> _Data to use_
-- Opening Marker --

PR #2476, opened 2026-03-07
fix: gt dolt sync pushes via SQL to avoid stopping server

seanbearden:
## Summary
- `gt dolt sync` previously stopped the Dolt server to use CLI `dolt push`, crashing all running agents that depend on beads (happened 4+ times per session)
- Now uses `CALL DOLT_PUSH()` via SQL through the running server — zero downtime
- Falls back to CLI push only when the server isn't already running
- Removes the server stop/restart and rig parking from the sync hot path

## Changes
- `internal/doltserver/sync.go`: Add `PushDatabaseSQL`, `FindRemoteSQL`, `SyncDatabasesSQL` — full SQL-based sync pipeline
- `internal/cmd/dolt.go`: `runDoltSync` uses SQL path when server is running, CLI path when not
- `internal/doltserver/sync_test.go`: Tests for filter, empty dir, and remote discovery

## Test plan
- [x] All new sync tests pass
- [x] Full `go build ./...` clean

Bead: hq-qo8ma

### DIFF
--- a/internal/doltserver/sync.go
+++ b/internal/doltserver/sync.go
@@ -128,9 +128,32 @@ func PushDatabase(dbDir, remote string, force bool) error {
 	return nil
 }
 
+// validSQLName checks that a database or remote name contains only safe characters
+// (alphanumeric, underscore, hyphen, dot). This is a defense-in-depth measure since
+// these values come from internal sources (filesystem scan, SQL query output), but
+// prevents SQL breakage or injection if a name ever contains backticks or quotes.
+func validSQLName(name string) bool {
+	if name == "" {
+		return false
+	}
+	for _, c := range name {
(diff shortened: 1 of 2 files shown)


seanbearden:
Thanks for the review!

Addressed concern #1: added `validSQLName()` that rejects names not matching `[a-zA-Z0-9_.-]+`, called at the top of `PushDatabaseSQL` and `FindRemoteSQL`. Includes test coverage. (38f7b380)

Re #2 (partial failure leaving an extra commit): agreed it's benign — the commit is idempotent on retry, and the auto-commit message makes it clear it's from sync.

Re #3 (error string matching for DOLT_ADD): the non-fatal handling is intentionally permissive — if Dolt changes the message, the worst case is a logged warning, not a blocked sync.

-- Closing Marker --

> _What is needed_
Copy the lines of the entries above that mention "string".

> _Worked solution_
@@ -128,9 +128,32 @@ func PushDatabase(dbDir, remote string, force bool) error {
+func validSQLName(name string) bool {
Re #3 (error string matching for DOLT_ADD): the non-fatal handling is intentionally permissive — if Dolt changes the message, the worst case is a logged warning, not a blocked sync.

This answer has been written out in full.